Li Y M, Zhao P, Yang Y H, Wang J X, Yan H, Chen F Y
Department of Epidemiology and Biostatistics, School of Public Health of Xi'an Jiaotong University Health Science Center, Xi'an 710061, China.
Zhonghua Liu Xing Bing Xue Za Zhi. 2021 Oct 10;42(10):1889-1894. doi: 10.3760/cma.j.cn112338-20201130-01363.

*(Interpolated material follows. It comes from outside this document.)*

PR #5599, opened 2025-11-20
add ability to set compile time variables in python->mojo interop layer

alisterburt:
This PR adds a mechanism for setting compile time variables in Mojo from runtime values in Python to the Mojo-Python interop layer

Key changes:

Data being missed is an unavoidable problem in cohort studies. This paper compares the imputation effect of eight common missing data imputation methods involved in cutting longitudinal data through simulation study to provide a valuable reference for the treatment of missing data in longitudinal studies. The simulation study is based on R language software and generates missing longitudinal data by the Monte Carlo method. By comparing the average absolute deviation, average relative deviation, and TypeⅠerror from the regression analysis of different imputation methods, the imputation effect of varying imputation methods on missing longitudinal data and the influence on subsequent multivariate analysis are evaluated. The mean imputation, k nearest neighbor (KNN), regression imputation, and random forest all have a similar imputation effect, which is also steady. However, the hot deck is inferior to the above imputation methods. K-means clustering and expectation maximization (EM) algorithm are among the worst and unstable. Mean imputation, EM algorithm, random forest, KNN, and regression imputation can control TypeⅠerror. Still, multiple imputations, hot deck, and K-means clustering cannot effectively manage the TypeⅠerror. For missing data in longitudinal studies, mean imputation, KNN, regression imputation, and random forest can be used as better imputation methods under the mechanism of missing at random. When the missing ratio is not too large, multiple imputations and hot deck can also perform well, but K-means clustering and EM algorithm are not recommended.
在队列研究中,数据缺失是一个不可避免的问题。本文通过模拟研究比较了八种常见的缺失数据插补方法在截断纵向数据时的插补效果,为纵向研究中缺失数据的处理提供有价值的参考。模拟研究基于R语言软件,采用蒙特卡罗方法生成缺失的纵向数据。通过比较不同插补方法回归分析的平均绝对偏差、平均相对偏差和Ⅰ类错误,评估不同插补方法对缺失纵向数据的插补效果以及对后续多变量分析的影响。均值插补、k近邻(KNN)、回归插补和随机森林的插补效果相似,且较为稳定。然而,热卡插补不如上述插补方法。K均值聚类和期望最大化(EM)算法是最差且不稳定的。均值插补、EM算法、随机森林、KNN和回归插补可以控制Ⅰ类错误。但多重插补、热卡插补和K均值聚类不能有效控制Ⅰ类错误。对于纵向研究中的缺失数据,在随机缺失机制下,均值插补、KNN、回归插补和随机森林可作为较好的插补方法。当缺失率不是太大时,多重插补和热卡插补也能表现良好,但不推荐使用K均值聚类和EM算法。